Team Talk with

Nina Haider
Communication Designer

Nina Haider studierte Kommunikationsdesign in Würzburg und London. Nach einem Praktikum bei uns im Jahr 2013 und weiteren Stationen bei verschiedenen Design Agenturen, stieg sie dann im Jahr 2019 fest als Communication Designerin bei uns ein. Hier entwickelt sie neue und innovative Design- und Branding Konzepte. Wie sie zum Design kam, was sie inspiriert und worauf es im Design künftig ankommen wird, erzählt sie hier. 

Welche 3 Dinge oder Fakten beschreiben dich als Person am besten? 

Ehrlich, hartnäckig, detailverliebt.

Wie bist Du zum Design gekommen?

Das ist gar nicht so spannend.
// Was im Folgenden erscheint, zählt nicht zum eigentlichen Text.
PR #2564, opened 2022-05-19
feat(curation api): Add PUT /v1/collections/{collection_uuid}/datasets/upload-link Endpoint 

Bento007:
- #TICKET_NUMBER

### Reviewers
**Functional:** 

**Readability:** 

---

## Changes
- add new tests for curation api
- update existing test
- add function to get dataset from curation tag and collection uuid.
- check for duplicate curation tags before creating a new dataset.
- move check for collection permission to upload_from_link to simplify unit testing.
- update relink to support a link passed in as either url or link.
-

### DIFF
--- a/backend/corpora/common/entities/dataset.py
+++ b/backend/corpora/common/entities/dataset.py
@@ -97,6 +97,15 @@ class Dataset(Entity):
         return dataset
 
     @classmethod
+    def get_dataset_from_curator_tag(cls, session: Session, collection_id, curator_tag) -> "Dataset":
+        dataset = (
+            session.query(cls.table)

Ich habe als Kind schon gezeichnet, gemalt und mit Schuhkartons kleine Architekturmodelle für meine Puppen gebaut. Dass es für mich also nicht das Mathematikstudium wird, war allen ganz schnell klar. Ich glaube, bei meinen Großeltern hängt noch heute eines der Acrylbilder im Wohnzimmer.
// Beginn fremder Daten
PR #2571, opened 2022-05-20
feat(docs): add doc navigation to left side bar

seve:
### Reviewers
**Functional:** @tihuan 

---

## Changes
- add
  - add left side bar navigation menu 
  - add unsafe-eval, signed off by arathi, awaiting convo with sec 
- modify
  - Re-enable docs 
  - Add new method of traversing and saving file structure to data struct

## Notes
* Currently not showing active page, will be adding that later


frontend/next.config.js
```diff
@@ -7,7 +7,8 @@ const isProdBuild = process.env.NODE_ENV === nodeEnv.PRODUCTION;
 
 const PLAUSIBLE_URL = "https://plausible.io";
 
-const SCRIPT_SRC = ["'self'", PLAUSIBLE_URL];
+// unsafe-eval is required for next-mdx-remote. Currently pending sec review
+const SCRIPT_SRC = ["'self'", "'unsafe-eval'", PLAUSIBLE_URL];
```
tihuan, line 11: @jakeyheath is it okay to use `unsafe-eval` here? My impression is that this opens up to XSS, but not sure if it's a valid concern in our context 😆 Thank you!

frontend/src/pages/docs/[...slug].tsx
```diff
@@ -1,75 +1,158 @@
...
+  files: Array<string>;
+  slug: Array<string>;
+  subDirectories: Array<Directory>;
+}
+
+const CACHED_FILE_PATHS = new Map<Array<string>, Directory>();
+function filePaths(...root: Array<string>): Directory {
+  const cacheStore = CACHED_FILE_PATHS && CACHED_FILE_PATHS.get(root);
+  if (cacheStore) {
+    console.log("CACHE HIT");
```
Comment (tihuan) [inline frontend/src/pages/docs/[...slug].tsx]: remove!

frontend/src/pages/docs/[...slug].tsx
```diff
@@ -1,75 +1,158 @@
...
+    props: {
+      filePath,
+      frontMatter,
+      mdxSource,
+      slug,
+    },
+  };
+};
+
+const RenderDirectory = ({ directory }: { directory: Directory }) => {
```
Comment (tihuan) [inline frontend/src/pages/docs/[...slug].tsx]: nit: Since this is a component, maybe just `Directory`?

frontend/src/pages/docs/[...slug].tsx
```diff
@@ -1,75 +1,162 @@
...
+  return <RenderDirectory directory={filePath} />;
+};
+
+const StyledDocsLayout = styled.div`
+  display: flex;
+  flex-direction: row;
+`;
+const DocContent = styled.div`
+  margin: 16px;
+`;
```
Comment (seve) [inline frontend/src/pages/docs/[...slug].tsx:148]: I'm leaving these in here for a bit until we there's actual styles

tihuan (commented):
Love your Directory solution! 👍 ⭐ Let's wait to see what Jake says about CSP!

frontend/src/pages/docs/[...slug].tsx
Comment (seve) [reply frontend/src/pages/docs/[...slug].tsx]: you're right!

frontend/next.config.js
seve: https://chanzuckerbergteam.slack.com/archives/C02H8TRBPC7/p1652731472038849

jakeyheath: sorry I am not sure if yall got your answer here. last week, we were having our central all hands so I was a bit AFK. Ideally, I wouldn't want to see this, but sounds like there isn't a way around this library. They specifically call it out as a requirement 🤷🏻 . 

Generally, CSP is a defense-in-depth. You are already protected from XSS by using React.  Try not to use dangerouslySetInnerHTML and you should be good. Maybe periodically review that library to see if they remove that need for unsafe-eval as a requirement.

tihuan: Thanks @jakeyheath for your detailed answer! We do have another option to use (https://nextjs.org/docs/advanced-features/using-mdx), so maybe it's worth investigating it further?

@seve what's the eng overhead for using@next/mdx again vs. the hashicorp one?

So far I see it's the part that we need to inject doc site layout to every MDX files. Is there anything else?

Thank you!

tihuan: Also [Data Portal scExpression](https://cellxgene.cziscience.com/scExpression) uses a third-party library ([echarts](https://github.com/apache/echarts)) to render data viz DOM elements, so it's outside of React's control too!

frontend/src/pages/docs/[...slug].tsx
```diff
@@ -1,75 +1,162 @@
...
+  directory: Directory;
+}) {
+  return (
+    <ul>
+      {directory.files.map((file) => {
+        let href = "/docs/";
+        if (directory.slug.length > 0) href += directory.slug.join("/") + "/";
+        href += file;
+        return (
+          <NextLink key={file} href={href}>
```
Comment (tihuan) [inline frontend/src/pages/docs/[...slug].tsx:112]: I think we need `passHref` prop to pass the URL, otherwise the `<a />` link doesn't get `href`!

Screen Shot 2022-05-23 at 2 42 54 PM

Was begeistert dich am meisten an deiner Arbeit? Was treibt Dich inhaltlich und persönlich an?

Visuell kann ich mich einfach am besten ausdrücken. Und ich bin sehr glücklich darüber, so Projekte und Ideen vorantreiben zu können, die mich begeistern.

Inspiration – Wie kommst Du auf neue Gedanken? Und Wie schafft man es eigentlich, auf Knopfdruck kreativ zu sein?

Ich denke, das kann ich gar nicht pauschal beantworten. Die Inspiration kommt aus dem Alltag, aus Details in der Umgebung, aus Kunst, Kultur, Musik, Reisen und Begegnungen — zum Beispiel einem tollen Gespräch. Es ist ein Wechselspiel zwischen unterbewusstem und bewusstem Verarbeiten von Informationen. Auf Knopfdruck kreativ sein geht meiner Meinung nach nicht, denn wir sind ununterbrochen kreativ. Manche Ideen sind sofort gut — manchmal muss man aber auch noch ein paar Runden drehen.

Wie stark beeinflusst die Corona-Pandemie Deine kreative Arbeit?

Aktuell sehr. Ganze Projekte laufen remote ab, Meetings mit Kunden oder intern werden digital abgehalten, und selbst den Nachmittagskaffee trinken alle allein vor dem Rechner. Es hat gezeigt, dass Homeoffice funktioniert. Wenn aber fast alles digital stattfindet, muss man sich für einen Perspektivenwechsel auch bewusst lösen: weg vom Computer, rausgehen, ein Buch lesen oder auch mal analog zeichnen.

Wie hat sich die Bedeutung von Design in unserer heutigen Welt verändert? Auf was wird es künftig ankommen?

Ethische und gesellschaftliche Fragestellungen werden immer wichtiger. Unsere globale Verantwortung, Themen wie Nachhaltigkeit und Klimaschutz lassen sich nicht mehr ausklammern, und das ist gut so. Als Designer hat man die Chance, Leute zu beeinflussen, Wirkung zu erzeugen und einen langfristigen Eindruck zu hinterlassen. Dieser Verantwortung sollte man sich bewusst sein.

Viele Frauen kämpfen im Job mit Selbstzweifeln. Kennst Du das?

Ja, auf jeden Fall. Ich bin mit mir selbst sehr kritisch und hinterfrage das, was ich tue, permanent. Gerade Frauen sollten sich selbst und den eigenen Fähigkeiten mehr Vertrauen schenken.

Warum ist Teamwork, Zusammenarbeit in Deinem Berufsfeld so wichtig?

Die Projekte, an denen wir arbeiten, sind keine One-Man/Women-Show, das würde aufgrund der unterschiedlichen Teilbereiche, die zusammenkommen, gar nicht funktionieren. Alles ist verknüpft beziehungsweise baut aufeinander auf, daher ist es so wichtig, gemeinsam an einem Strang zu ziehen. Der Austausch ist außerdem wichtig, um sich gegenseitig zu fördern, aber auch zu challengen, um gemeinsam das bestmögliche Ergebnis zu erzielen.